Stored records:
┌──

PR #14332, opened 2026-02-11
Desktop, Mobile: WebDAV/Handling status 400 with invalid If-None-Match header 

horvatkm:
Some WebDAV servers, for example Apache Tomcat 11, refuse to process requests with invalid If-None-Match header, which Joplin is currently sending. This pull request adds an option for not setting this header for Desktop and Android client, located in Synchronization configuration, Advanced Settings. To avoid regressions, default behavior is unchanged.

I’ve tested how three different WebDAV implementations(SeaFile 13.0.15 CE, mailbox.org, Tomcat 11.0.15) behave with regard to If-None-Match header(either absent, unquoted, quoted) . Test consisted of importing welcome files 
into empty profile, reuploading local data to sync target, then making a few simple changes and syncing them. As a client I’ve used latest source code on Win11. Here are results

Header | SeaFile 13.0.15 CE | mailbox.org | Tomcat 11.0.15
-- | -- | -- | --
absent | OK | OK | OK
unquoted | OK | OK | XX
quoted | OK | XX | OK

Latest CE edition of SeaFile doesn’t care about If-None-Match at all. Looks like the the original issue, which prompted setting 
If-None-Match header, was resolved on server side as well. 

Apache Tomcat 11 rejects requests with unquoted If-None-Match with response 400 Bad Request

mailbox.org server responds to requests with quoted If-None-Match header with status code 200 with empty body.

Therefore, not setting If-None-Match header seems to be most compatible option.

Submitted implementation has been updated as suggested by project maintainers in https://github.com/laurent22/joplin/pull/14219. Detection, whether server accepts invalid If-None-Match header is performed during first request. Result is stored in a flag and it's value is used to either include or exclude header for subsequent WebDAV requests.


packages/lib/WebDavApi.ts
```diff
@@ -369,6 +378,36 @@ class WebDavApi {
...
+		// to fix this issue, a request is sent with invalid If-None-Match header at first
+		//
+		// if it succeeds, excludeIfNoneMatch  flag is set to No, to indicate,
+		// that  subsequent request will be sent with If-None-Match header
+		//
+		// if first request with invalid If-None-Match header fails, it's retried without the header
+		// if successful, excludeIfNoneMatch is set to Yes, to indicate,
+		// that subsequent request will be sent without If-None-Match header
+		const response = await shim.fetch(url, fetchOptions);
+		if (response.ok) {
```
mrjo118: This if / else statement isn't quite right. If the server is giving constant 400 errors from application start, it will continually make 2 requests every time (so you need an else statement for the nested if (responseAlt.ok) statement). Also if there is an error which is not a 400, then it should set excludeIfNoneMatch = ExcludeIfNoneMatch.No as well.

The following logic to replace this method body would cover those scenarios:
```
let response = await shim.fetch(url, fetchOptions);
if (response.status === 400) {
	const fetchOptionsAlt = { ...fetchOptions };
	fetchOptionsAlt.headers = { ...fetchOptions.headers };
	delete fetchOptionsAlt.headers['If-None-Match'];
	response = await shim.fetch(url, fetchOptionsAlt);
	if (response.ok) {
		this.excludeIfNoneMatch = ExcludeIfNoneMatch.Yes;
	} else {
		this.excludeIfNoneMatch = ExcludeIfNoneMatch.No;
	}
} else {
	this.excludeIfNoneMatch = ExcludeIfNoneMatch.No;
}
return response;
```

packages/lib/WebDavApi.ts
```diff
@@ -369,6 +378,36 @@ class WebDavApi {
...
+			this.excludeIfNoneMatch = ExcludeIfNoneMatch.No;
+		} else {
+			if (response.status === 400) {
+				const fetchOptionsAlt = { ... fetchOptions };
+				fetchOptionsAlt.headers = { ... fetchOptions.headers };
+				delete fetchOptionsAlt.headers['If-None-Match'];
+				const responseAlt = await shim.fetch(url, fetchOptionsAlt);
+				if (responseAlt.ok) {
```
mrjo118, line 403: In addition, maybe excludeIfNoneMatch should be set to Yes for any http status starting with 2, rather than just a 200 status? The first webdav call since application start could be a PUT / POST for example, which might not yield a 200 status on success

mrjo118:
@horvatkm Overall the solution looks good (with a couple of comments to address), in fact slightly improved from the proposal, as it means that so long as the first fetch since starting the app is successful, then any subsequent 400 errors wont trigger a retry.

Could you please test your code on a new profile, and verify that if you set up sync to a Tomcat server, it will correctly set the flag when you click the test synchronization configuration button (ie. subsequent syncing will then work correctly). And also if you have not tested this already, make sure the sync continues to work after restarting the app. These tests are just to ensure the server always returns the 400 error when the invalid header is sent, not just for certain calls.

EDIT: I have built and tested your code in this scenario, and the server does indeed reject the request for any endpoint and therefore enables Tomcat compatibility to work correctly

mrjo118:
Also please don't force push, as it makes it harder for reviewers to see subsequent changes you make. The commits will be squashed when merged anyway, so you don't need to worry about a clean history

packages/lib/WebDavApi.ts
horvatkm: I don't think proposed change is correct, because it assumes, that Joplin communicates directly with server. Network infrastructure may be quite a bit more complicated, including various proxy server, reverse proxy server, DDOS protection like Cloudflare, etc. 40x status codes could originate from other sources than destination server and therefore gives no meaningful information, which can be used to determine, whether server accepts invalid If-None-Match header.

Only ok response, status code 20x, should be used to se the flag to Yes/No.

packages/lib/WebDavApi.ts
horvatkm: Yes, that's what the code does. See documentation for node-fetch https://www.npmjs.com/package/node-fetch#responseok

response.ok

Convenience property representing if the request ended normally. Will evaluate to true if the response status was greater than or equal to 200 but smaller than 300.

packages/lib/WebDavApi.ts
mrjo118: Ok, I see your point. It should only set the flag to no if you get a double 400 error, or if the first call is successful. But if some other error occurred on the first call, then we should not do a retry call, but we should also leave the flag unset. Corrected logic would be:

```
let response = await shim.fetch(url, fetchOptions);
if (response.ok) {
	this.excludeIfNoneMatch = ExcludeIfNoneMatch.No;
} else if (response.status === 400) {
	const fetchOptionsAlt = { ...fetchOptions };
	fetchOptionsAlt.headers = { ...fetchOptions.headers };
	delete fetchOptionsAlt.headers['If-None-Match'];
	response = await shim.fetch(url, fetchOptionsAlt);
	if (response.ok) {
		this.excludeIfNoneMatch = ExcludeIfNoneMatch.Yes;
	} else if (response.status === 400) {
		this.excludeIfNoneMatch = ExcludeIfNoneMatch.No;
	}
}
return response;
```

mrjo118: Ok, I see your point. It should only set the flag to no if you get a double 400 error (or if the first call is successful). But if some other error occurred on the first call, then we should not do a retry call, but we should also leave the flag unset. An agreed compromise in the discussion was that in the unlikely event a double 400 error occurs for a server which does not support the invalid header, you could restart the app to reset the flag.

Corrected logic would be:

```
let response = await shim.fetch(url, fetchOptions);
if (response.ok) {
	this.excludeIfNoneMatch = ExcludeIfNoneMatch.No;
} else if (response.status === 400) {
	const fetchOptionsAlt = { ...fetchOptions };
	fetchOptionsAlt.headers = { ...fetchOptions.headers };
	delete fetchOptionsAlt.headers['If-None-Match'];
	response = await shim.fetch(url, fetchOptionsAlt);
	if (response.ok) {
		this.excludeIfNoneMatch = ExcludeIfNoneMatch.Yes;
	} else if (response.status === 400) {
		this.excludeIfNoneMatch = ExcludeIfNoneMatch.No;
	}
}
return response;
```

mrjo118: @horvatkm Does that sound ok to you?

packages/lib/WebDavApi.ts
```diff
@@ -447,7 +488,11 @@ class WebDavApi {
 			response = await shim.uploadBlob(url, fetchOptions);
 		} else if (options.target === 'string') {
 			if (typeof body === 'string') fetchOptions.headers['Content-Length'] = `${shim.stringByteLength(body)}`;
-			response = await shim.fetch(url, fetchOptions);
+			if (['GET', 'HEAD'].indexOf(method) < 0 && this.excludeIfNoneMatch === ExcludeIfNoneMatch.Unknown) {
+				response = await this.testInvalidIfNoneMatch(url, fetchOptions);
+			} else {
+				response = await shim.fetch(url, fetchOptions);
+			}
```
laurent22: I'm not sure I like the branching here. Wouldn't it be possible to make all fetch call go through that new function and it automatically either does the normal fetch or not depending on the flag?

horvatkm: Of course, I'll move the if statement into the new function.

packages/lib/WebDavApi.ts
horvatkm: I don't really like setting the flag to No when double 400 error occurs, since it prioritizes better admin experience (less error messages) over worse user experience (necessity to restart Joplin ). It could also result in weird behavior of Joplin, when synchronization ends with 400 error, but Check synchronization button shows that everything is OK. 

But since I'd like this pull request to move forward, I've added the else branch as you suggested.

packages/lib/WebDavApi.ts
```diff
@@ -369,6 +378,44 @@ class WebDavApi {
...
+			// that  subsequent request will be sent with If-None-Match header
+			//
+			// if first request with invalid If-None-Match header fails, it's retried without the header
+			// if successful, excludeIfNoneMatch is set to Yes, to indicate,
+			// that subsequent request will be sent without If-None-Match header
+			response = await shim.fetch(url, fetchOptions);
+			if (response.ok) {
+				this.excludeIfNoneMatch = ExcludeIfNoneMatch.No;
+			} else {
+				if (response.status === 400) {
```
mrjo118: Can't this if be flattened into else if? Also on line 407 there is a tab instead of a space between the brace and the else if.

Other than those minor points, looks good to me

packages/lib/WebDavApi.ts
```diff
@@ -369,6 +378,44 @@ class WebDavApi {
 		}
 	}
 
+	private async fetchWithInvalidIfNoneMatchTest(url: string, fetchOptions: FetchOptions): Promise<Response> {
+		let response: Response = null;
```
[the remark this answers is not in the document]
mrjo118: I don't think it's desirable to ignore the linting rule if it can be avoided. Doesn't it work to use this as suggested?:
let response: Response | null = null;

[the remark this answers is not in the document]
mrjo118: @horvatkm In fact this isn't a linting error (as that would have caused the ci to fail), so adding that line to suppress the linting error doesn't do anything, or make coderabbit happy...

packages/lib/WebDavApi.ts
```diff
@@ -369,6 +378,43 @@ class WebDavApi {
 		}
 	}
 
+	private async fetchWithIfNoneMatchTest(url: string, fetchOptions: FetchOptions): Promise<Response> {
+		// eslint-disable-next-line @typescript-eslint/no-explicit-any -- Old code before rule was applied
```
laurent22: That comment should be removed since the type is not longer "any"

mrjo118:
```suggestion
```

mrjo118:
@laurent22 If the unnecessary eslint comment is the only issue you have with this PR, maybe you could remove it yourself so this can be merged? I've added a suggested change comment for it, so you only need to click a button

laurent22:
I no longer change PRs because I ended up breaking them once or twice, also I would have thought it was easy enough to remove a comment

mrjo118:
> I no longer change PRs because I ended up breaking them once or twice, also I would have thought it was easy enough to remove a comment

@horvatkm Can you action this please? You just need to click accept on my change suggestion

└──

> GOAL OF THE EXERCISE
Report each line in the entries where the string "without" occurs.

> RESULT FOR THIS EXERCISE
+		// if first request with invalid If-None-Match header fails, it's retried without the header
+		// that subsequent request will be sent without If-None-Match header
+			// if first request with invalid If-None-Match header fails, it's retried without the header
+			// that subsequent request will be sent without If-None-Match header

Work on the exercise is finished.